Stock Market Plummets, Tech Stocks Among Hardest Hit
All the major U.S. stock market indices fell sharply on Wednesday, with the Nasdaq officially entering into correction territory.
The Wall Street Journal reported that the technology-heavy Nasdaq Composite Index suffered its worst day in over seven years, dropping approximately 329 points (4.4 percent) to to 7,108.
Similarly the Dow Jones Industrial Average was down more than 600 points (2.4 percent), dropping below 25,000 for the first time since July, and erasing all its gains for 2018.
The S&P 500 also lost all its gains for the year, pulling back 85 points (3 percent) and coming in at 2,656.

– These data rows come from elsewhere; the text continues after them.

PR #2662, opened 2026-07-03
feat: ensure filesystem validation

alvarocabanas:
Adds parse-time validation of on-host agent-type filesystems that rejects any entry marked persistent: true whose parent directory chain isn't also persistent. This prevents a silent footgun: a non-persistent parent is deleted recursively on sub-agent stop, wiping persistent children regardless of their own flag, so the child's persistence never takes effect. Templated persistent values (resolved after parsing) are skipped to avoid false  positives, and the error names the offending path and explains the parent-wins behaviour.

### DIFF
--- a/agent-control/src/agent_type/runtime_config/on_host/filesystem.rs
+++ b/agent-control/src/agent_type/runtime_config/on_host/filesystem.rs
@@ -540,7 +540,7 @@ nri-redis:
                 copy_from_file: Some(TemplateableValue::from_template(
                     source.to_string_lossy().to_string(),
                 )),
-                persistent: TemplateableValue::default(),
+                persistent: false,
             },
         )]));
 
@@ -583,7 +583,7 @@ nri-redis:
                     copy_from_file: Some(TemplateableValue::from_template(
                         source.to_string_lossy().to_string(),
                     )),
-                    persistent: TemplateableValue::default(),
+                    persistent: false,
                 },
             )]));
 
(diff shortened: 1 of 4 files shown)


DavSanchez (approved):

agent-control/src/agent_type/runtime_config/on_host/filesystem.rs
```diff
@@ -290,6 +304,85 @@ fn check_basedir_escape_safety(path: &Path) -> Result<(), String> {
...
+        }
+        // `dir_content_from_map` is always ephemeral and cannot declare persistent children, so it
+        // can neither be a persistent entry nor a parent of one.
+        FilesystemEntry::DirContentFromMap { .. } => {}
+    }
+}
+
+/// Whether the flag is literally `persistent: true`.
+fn is_declared_persistent(persistent: &TemplateableValue<bool>) -> bool {
+    persistent.template == "true"
```
DavSanchez: Sorry approved by mistake earlier. How do we behave if this is templated and resolves to an invalid configuration? I'd say we need the variables for the validation to truly happen no?

Meaning this might be a render time check instead of a parse time check unfortunately :(

DavSanchez (dismissed):

agent-control/src/agent_type/runtime_config/on_host/filesystem.rs
alvarocabanas: I am going to make persistent a plain boolean, I did it as a templeatable value but it doesn't make any sense and complicates the solution.

alvarocabanas: Modified in last commit to non templateable

danielorihuela (approved):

According to The Journal, “Worries about global economic growth and corporate earnings have buffeted stocks around the world and commodities this month. Highflying internet and technology shares have been among the hardest hit.

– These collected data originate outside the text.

PR #2663, opened 2026-07-03
feat: add copy_from_file support for per-agent filesystem [NR-579370]

sigilioso:
## Summary

Adds a `copy_from_file` content source to `kind: file` entries in an agent type's `filesystem:`
block. Until now a file entry could only carry inline (`text`) content; with `copy_from_file` a
file entry's bytes are copied byte-for-byte from an existing on-disk path (typically a binary
extracted from a downloaded OCI package).

## Scope

**This PR extends the per-agent `filesystem:` capability only.** A `copy_from_file` entry is
written into the sub-agent's own dedicated directory (`${nr-sub:filesystem_agent_dir}`), exactly
like every other filesystem entry today. **It does NOT add the shared filesystem yet** (it will be introduced in follow-up PRs).

## Example

```yaml
# In an agent type's on-host deployment `filesystem:` block.
deployment:
  on_host:
    packages:
      nri-redis:
        # ... OCI download coordinates; extracted under ${nr-sub:packages.nri-redis.dir}
    filesystem:
      # Inline content (unchanged, existing behaviour).
      newrelic-infra.yaml:
        kind: file
        text: ${nr-var:config_agent}

      # NEW: copy a binary from the downloaded package into the sub-agent's own dir.
      # `copy_from_file` is the source path; the entry key is the destination filename.
      # Note: integrations will actually use the 'to be introduced' shared-filesystem instead.
      integrations:
        kind: dir
        entries:
          nri-redis:
            kind: file
            copy_from_file: ${nr-sub:packages.nri-redis.dir}/nri-redis
```

## Security

After https://github.com/newrelic/newrelic-agent-control/pull/2663#discussion_r3521232877, the PR was updated to **restrict* the files that can be copied to `${nr-sub:remote_dir}` sub-folders. Any origin outside that path is rejected as invalid configuration.

### DIFF
--- a/CHANGELOG.md
+++ b/CHANGELOG.md
@@ -13,6 +13,8 @@ Remember that the keywords that you can use are the following:
  - bugfix      => Patch
 
 ## Unreleased
+
+### enhacement
 - Add support for `copy_from_file` for on-host "in-agent" filesystem.
 
 ## v1.18.0 - 2026-07-06
--- a/CHANGELOG.md
+++ b/CHANGELOG.md
@@ -28,7 +28,11 @@ Remember that the keywords that you can use are the following:
 - On-host filesystem entries now accept a `persistent` flag (default `false`): ephemeral entries are deleted on sub-agent stop, persistent entries survive until the agent is removed from the fleet. Reconciliation across writes is driven by a `.ac-managed-paths.json` manifest (reserved filename — agent types must not declare it) so paths Agent Control no longer owns are deleted while sub-agent-created files are preserved.
 - Include new 'shared-filesystem-dir` variable for Agent Types.
 - Extend internal `fs` crate with a copy operation.
+<<<<<<< HEAD
 - Removing an agent from the fleet now also deletes its installed packages from disk.
+=======
+- Add support for `copy_file_from` for on-host "in-agent filesystem"
+>>>>>>> 9f6892161 (chore: update changelog)
 
 ### 🐞 Bug fixes
 - On-host self-update: an empty `version: ""` pushed from Fleet Control now behaves the same as an absent `version` field (no-op, no update attempted). Previously it silently triggered a pull of the `:latest` OCI tag.
--- a/CHANGELOG.md
+++ b/CHANGELOG.md
@@ -13,6 +13,7 @@ Remember that the keywords that you can use are the following:
  - bugfix      => Patch
 
 ## Unreleased
+- Add support for `copy_from_file` for on-host "in-agent" filesystem.
 
 ## v1.18.0 - 2026-07-06
 
@@ -28,7 +29,6 @@ Remember that the keywords that you can use are the following:
 - On-host filesystem entries now accept a `persistent` flag (default `false`): ephemeral entries are deleted on sub-agent stop, persistent entries survive until the agent is removed from the fleet. Reconciliation across writes is driven by a `.ac-managed-paths.json` manifest (reserved filename — agent types must not declare it) so paths Agent Control no longer owns are deleted while sub-agent-created files are preserved.
 - Include new 'shared-filesystem-dir` variable for Agent Types.
 - Extend internal `fs` crate with a copy operation.
-- Add support for `copy_from_file` for on-host "in-agent" filesystem.
 
 ### 🐞 Bug fixes
 - On-host self-update: an empty `version: ""` pushed from Fleet Control now behaves the same as an absent `version` field (no-op, no update attempted). Previously it silently triggered a pull of the `:latest` OCI tag.
--- a/CHANGELOG.md
+++ b/CHANGELOG.md
@@ -28,11 +28,7 @@ Remember that the keywords that you can use are the following:
 - On-host filesystem entries now accept a `persistent` flag (default `false`): ephemeral entries are deleted on sub-agent stop, persistent entries survive until the agent is removed from the fleet. Reconciliation across writes is driven by a `.ac-managed-paths.json` manifest (reserved filename — agent types must not declare it) so paths Agent Control no longer owns are deleted while sub-agent-created files are preserved.
 - Include new 'shared-filesystem-dir` variable for Agent Types.
 - Extend internal `fs` crate with a copy operation.
-<<<<<<< HEAD
-- Removing an agent from the fleet now also deletes its installed packages from disk.
-=======
-- Add support for `copy_file_from` for on-host "in-agent filesystem"
->>>>>>> 9f6892161 (chore: update changelog)
+- Add support for `copy_from_file` for on-host "in-agent" filesystem.
 
 ### 🐞 Bug fixes
 - On-host self-update: an empty `version: ""` pushed from Fleet Control now behaves the same as an absent `version` field (no-op, no update attempted). Previously it silently triggered a pull of the `:latest` OCI tag.
--- a/CHANGELOG.md
+++ b/CHANGELOG.md
@@ -14,7 +14,7 @@ Remember that the keywords that you can use are the following:
 
 ## Unreleased
 
-### enhacement
+### enhancement
 - Add support for `copy_from_file` for on-host "in-agent" filesystem.
 
 ## v1.18.0 - 2026-07-06
--- a/agent-control/src/agent_type/error.rs
+++ b/agent-control/src/agent_type/error.rs
@@ -28,7 +28,7 @@ pub enum AgentTypeError {
     /// A templated string could not be parsed into the target value type.
     #[error("template value not parseable from the string {0}")]
     ValueNotParseableFromString(String),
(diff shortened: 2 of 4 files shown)


CHANGELOG.md
```diff
@@ -30,6 +30,7 @@ Remember that the keywords that you can use are the following:
 - On-host filesystem entries now accept a `persistent` flag (default `false`): ephemeral entries are deleted on sub-agent stop, persistent entries survive until the agent is removed from the fleet. Reconciliation across writes is driven by a `.ac-managed-paths.json` manifest (reserved filename — agent types must not declare it) so paths Agent Control no longer owns are deleted while sub-agent-created files are preserved.
 - Include new 'shared-filesystem-dir` variable for Agent Types.
 - Extend internal `fs` crate with a copy operation.
+- Add support for `copy_file_from` for on-host "in-agent filesystem"
```
alvarocabanas: Shouldn't it be copy_from_file ?

alvarocabanas (commented):
LGTM, just left a couple of documentation issues, one is the comment, and the other is that INTEGRATING_AGENTS.md should be updated with the new type.

agent-control/src/agent_type/runtime_config/on_host/filesystem/rendered.rs
```diff
@@ -25,13 +28,22 @@ pub struct FileSystem {
     pub(super) entries: HashMap<PathBuf, RenderedEntry>,
 }
 
+/// The source of a rendered file's bytes.
+#[derive(Debug, Clone, PartialEq)]
+pub enum FileContent {
+    /// Literal (rendered) content written verbatim.
+    Inline(String),
```
DavSanchez: NIt that maybe we can call this variant `Text` to match the non-rendered one.


```suggestion
    Text(String),
```

agent-control/src/agent_type/runtime_config/on_host/filesystem.rs
```diff
@@ -52,10 +52,16 @@ pub struct FileSystem(HashMap<SafePath, FilesystemEntry>);
...
     File {
-        /// The file's (possibly templated) content.
-        text: TemplateableValue<String>,
+        /// The file's (possibly templated) content. Mutually exclusive with `copy_from_file`.
+        #[serde(default)]
+        text: Option<TemplateableValue<String>>,
+        /// A (possibly templated) source path whose bytes are copied into this entry. Mutually
+        /// exclusive with `text`.
+        #[serde(default)]
+        copy_from_file: Option<TemplateableValue<String>>,
```
DavSanchez, line 65: Should we ensure `SafePath` here? I mean the template could resolve to whatever (relative paths, even different filesystems etc) in the presence of variables.

I see `SafePath` its used on the tests but don't see it used on the templating result.

agent-control/src/agent_type/runtime_config/on_host/filesystem.rs
```diff
@@ -139,10 +145,34 @@ impl Templateable for FilesystemEntry {
...
+                        return Err(AgentTypeError::InvalidFileEntry(
+                            "cannot declare both `text` and `copy_from_file`".to_string(),
+                        ));
+                    }
+                    (None, None) => {
+                        return Err(AgentTypeError::InvalidFileEntry(
+                            "must declare either `text` or `copy_from_file`".to_string(),
+                        ));
+                    }
+                };
```
DavSanchez, line 182: I'm the sum types guy and I recommend a sum type here to ensure this just cannot happen by construction, so there are no error situations to handle after a successful input parse:

```rust
enum FileContent {
    Text(TemplateableValue<String>),
    CopyFromFile(TemplateableValue<String>)
}

impl Templateable for TemplateableValue<FileContent> { /* ... */ }

enum FileSystemEntry {
    File {
        content: TemplateableValue<FileContent>,
        persistent: TemplateableValue<bool>
    },
    // ...
}
```

and then this reduces to:

```suggestion
                // From earlier `match` on `FilesystemEntry::File`...
                let content = match file {
                    Text(text) => {
                        rendered::FileContent::Inline(text.template_with(variables)?)
                    }
                    CopyFromFile(copy_from_file) => {
                        rendered::FileContent::Copy(copy_from_file.template_with(variables)?.into())
                    }
                };
```

Maybe I'm missing something that makes this impossible, haven't checked out the code itself to try, I'm reviewing here directly.

agent-control/src/agent_type/error.rs
```diff
@@ -28,6 +28,9 @@ pub enum AgentTypeError {
     /// A templated string could not be parsed into the target value type.
     #[error("template value not parseable from the string {0}")]
     ValueNotParseableFromString(String),
+    /// A `kind: file` entry did not declare exactly one of `text` or `copy_from_file`.
+    #[error("invalid filesystem file entry: {0}")]
+    InvalidFileEntry(String),
```
DavSanchez: This goes away with the enum I propose above.

DavSanchez (commented):
I have a type of comments!

agent-control/src/agent_type/runtime_config/on_host/filesystem.rs
sigilioso: I actually considered it but opted for the `Option<...>` representation because it made the error more readable without custom deserialization (we have the explicit error message instead of 'invalid variant ...')

CHANGELOG.md
sigilioso: Good catch! Thanks!

agent-control/src/agent_type/runtime_config/on_host/filesystem.rs
sigilioso: We usually limit the destination file (this would be the origin), we can also limit the paths were a file can be copied from, although `SafePath` wouldn't fit because the path can include variables and is not known until rendered.

agent-control/src/agent_type/error.rs
sigilioso: Let's keep the discussion in the thread above 🙂

CHANGELOG.md
sigilioso: Updated here [9a872bc](https://github.com/newrelic/newrelic-agent-control/pull/2663/commits/9a872bcc7d02bed69408731ff0cbd62c4154764d)

agent-control/src/agent_type/runtime_config/on_host/filesystem/rendered.rs
sigilioso: Thanks, changed here: [95b7c9f](https://github.com/newrelic/newrelic-agent-control/pull/2663/commits/95b7c9f59689cd45fffda0ff4a29791816c3fc3f)

agent-control/src/agent_type/runtime_config/on_host/filesystem.rs
sigilioso: I've restricted the origin here: [1f06b28](https://github.com/newrelic/newrelic-agent-control/pull/2663/commits/1f06b28001f1f67b3b6bbe17d102cfd9d66ca124), and updated the PR description.

agent-control/src/agent_type/runtime_config/on_host/filesystem.rs
```diff
@@ -52,10 +53,16 @@ pub struct FileSystem(HashMap<SafePath, FilesystemEntry>);
...
     File {
-        /// The file's (possibly templated) content.
-        text: TemplateableValue<String>,
+        /// The file's (possibly templated) content. Mutually exclusive with `copy_from_file`.
+        #[serde(default)]
+        text: Option<TemplateableValue<String>>,
+        /// A (possibly templated) source path whose bytes are copied into this entry. Mutually
+        /// exclusive with `text`.
+        #[serde(default)]
+        copy_from_file: Option<TemplateableValue<String>>,
```
gsanchezgavier, line 65: would make sense, to enforce this exclusiveness through a enum ?

gsanchezgavier (approved):
LGTM ! just left a nit

agent-control/src/agent_type/runtime_config/on_host/filesystem.rs
sigilioso: I think @DavSanchez actually pointed out the same https://github.com/newrelic/newrelic-agent-control/pull/2663#discussion_r3521258703.

I opted for the two `Option<...>` to have an easy way (without custom deserialization) to have a useful error message: we have `invalid filesystem file entry: cannot declare both 'text' and 'copy_from_file'` (or the corresponding message if there is none of them) instead of `invalid variant ...` when deserializing the enum.

I can change it to an enum but I think it makes the implementation a bit more complex in this case. Note that this is only the yaml-representation, the _rendered_ one does have the enum.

“Investors have flocked toward the technology sector for years because of its ability to consistently lift sales regardless of global economic growth, but recent trade tensions between the U.S. and China and signs that earnings might be peaking have hurt the market’s leaders.”

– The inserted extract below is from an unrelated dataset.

PR #2664, opened 2026-07-03
feat: remove filesystem prune (manifest reconcile) mechanism

gsanchezgavier:
## Summary
Drops the `.ac-managed-paths.json` manifest and its reconcile logic. `write` now only materializes the currently-declared tree — it no longer deletes paths a previous config declared but the current one dropped. This removes an agent-writable manifest that drove deletions, simplifying the on-host filesystem lifecycle to just ephemeral-wipe + write.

Market watchers also pointed to rising interest rates as a drag on the stock market.
Netflix was among the stocks hardest hit, declining 9.4 percent, even after it reported a jump in subscribers last week.
Boeing bucked Wednesday’s selloff, rising 1.3 percent, after it reported strong sales for commercial jets and new defense projects.
“It was kind of a market that was looking for a reason to have some money come out of it,” Tony Dwyer, chief market strategist with the brokerage firm Canaccord Genuity, told The New York Times. “And it found it.”
CNBC reported that stocks have taken a beating in October, which has often been the case in years past.
The Dow is off 7.1 percent for the month, while the S&P 500 is down 8.9 percent, and the Nasdaq tumbled 11.7 percent.
On Tuesday, President Donald Trump targeted Federal Reserve Chairman Jerome Powell, arguing rising interest rates are endangering the booming U.S. economy.
“I’m just saying this: I’m very unhappy with the Fed because Obama had zero interest rates,” Trump told The Journal. “Every time we do something great, he raises the interest rates.”
The Feds have raised the benchmark rate three times this year, most recently in September to approximately 2 percent.
The fundamentals of the U.S. economy remain sound, with GDP growth rate expected in the range of 4 percent for the third quarter and the nation experiencing its lowest unemployment rate since 1969.